Wednesday, July 30, 2008

The Grift of the Magi?

The (unfortunate) headline reads like a convoluted novel:
The good news, such as it is, is that this is not a hit piece on organized religion. Rather, it's a report on the (alleged) shenanigans of some local health care providers. It's an insight, as well, on how "the system" works:
"The suit seeks damages from Christ Hospital, the Health Alliance of Greater Cincinnati, Ohio Heart and Vascular Center and the now defunct Medical Diagnostic Associates for an alleged kickback scheme in which Ohio Heart and Christ Hospital traded referrals for patients whose services were billed to Medicare and other federal programs."

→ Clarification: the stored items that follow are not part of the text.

PR #3401, opened 2021-06-06
Add `log_freq` param to WandbCallback

andrewtruong:
Previously, `WandbCallback` used the default `log_freq=1000`, which may prevent any grads or params from being logged if there are too few steps.


jph00:
Thanks @andrewtruong . Can you please follow the steps here to clean your notebook and build the lib? https://docs.fast.ai/dev-setup.html

PR #3407, opened 2021-06-20
fixed typo in text tutorial

ama-gii:
Creates a TextDataLoaders with text_vocab but doesn't use on text_classifier_learner.


jph00:
Thanks!

PR #3408, opened 2021-06-20
Fix typos in LR finder suggestion methods docs

M-Salti:
This PR fixes the default algorithm for `Learner.lr_find` in the docs from `steep` to `valley`, and removes a little typo.


jph00:
Thanks

PR #3414, opened 2021-07-01
Add EndSplitter

tcapelle:
Add a simple Splitter to split train/valid keeping valid at the end. Useful for ordered data like timeseries, text, etc...

```python
EndSplitter(0.2, valid_last=True)(range(10))
>> ([0,1,2,3,4,5,6,7], [8,9])
```


jph00:
How about changing it to `EndSplitter(..., valid_last=True)`? That way it can split at either end...

jph00:
Ah apologies - that `'base'` error isn't actually anything to do with your code, it's caused by the latest pandas. I've fixed that now.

What's interesting (frightening?) about this is that there's no indication of actual monetary damage. No allegation that Medicare was billed for fictitious services, or that patients were treated for non-existent maladies. It seems that the appearance of impropriety is enough to warrant legal action.

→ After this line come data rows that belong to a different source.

Issue #3418, opened 2021-07-02
ML_100k - Broken Link, needs to be HTTPS


mmichelli:
ML_100k has stopped working, it needs to be HTTPS 

https://github.com/fastai/fastai/blob/ab154927696338741e59e0ffc4774777c4a9781c/fastai/data/external.py#L83

'https://files.grouplens.org/datasets/movielens/ml-100k.zip'

PR #3419, opened 2021-07-02
Fix ML_100k Link 

mmichelli:
Fixed the ML_100k link, HTTP needs to be HTTPS
https://github.com/fastai/fastai/issues/3418


jph00:
Many thanks.

PR #3429, opened 2021-07-13
Fix Pillow dtype issue

tcapelle:
The CI is broken with latest pillow.
pillow 8.3.1 has been released (does not fix the isse either), ~~but it is not available on all channels yet.~~
modified `tensor` to cast to array before converting to tensor on images.

We are not that impacted as we use our own custom tensor transform.


jph00:
@tcapelle this change impacts stuff other than just images, and breaks the tests (as you see from CI). Can you suggest an alternative that is more constrained?

jph00:
OK sorted that out myself - turns out that line wasn't needed at all! :)

tcapelle:
how did you sorted this out,? my changes did not break the test, it was the pandas thingy....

In some ways, this is not unexpected.
About a year ago, we reported that Christ Hospital had actually parted ways with the Cincinnati-based Health Alliance. The news account mentions that the (alleged) violations occurred over a seven year period, ending in 2004; this would certainly jive with the date of the "break up." During that time, the feds say, physicians were "rewarded" for throwing business to the alliance and its hospitals.

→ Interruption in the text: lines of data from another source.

PR #3433, opened 2021-07-19
Fix tabular_learner to accept custom embedding sizes

rbrtwlz:
There is a typo in tabular_learner, which makes it impossible to set custom embedding sizes.


rbrtwlz:
Since my modification of tabular_learner contains an embedding matrix, which is not associated to a class in to (TabularObject) I tried to set embed_szs as a list of tuples:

We've talked before about the inherent conflict of interest when physicians have ownership in various other medical-related industries. Doctors are human, after all, and subject to the same temptations as the rest of us mortals. It appears that the Health Alliance took advantage of this fact (and I didn't see anything in the story indicating that they had to force the doc's to participate), and ended up profiting from it (as did the doc's, apparently). The good news is that at least one physician, a Dr Harry Fry [ed: how ironic is it that a cardiologist is named Fry?], warned the Alliance that the practice was illegal, but was apparently ignored.
I suspect that, ultimately, the real issue will turn out to be "who was harmed?" There's a lot of finger-pointing going on right now; we'll let you know how it ends up.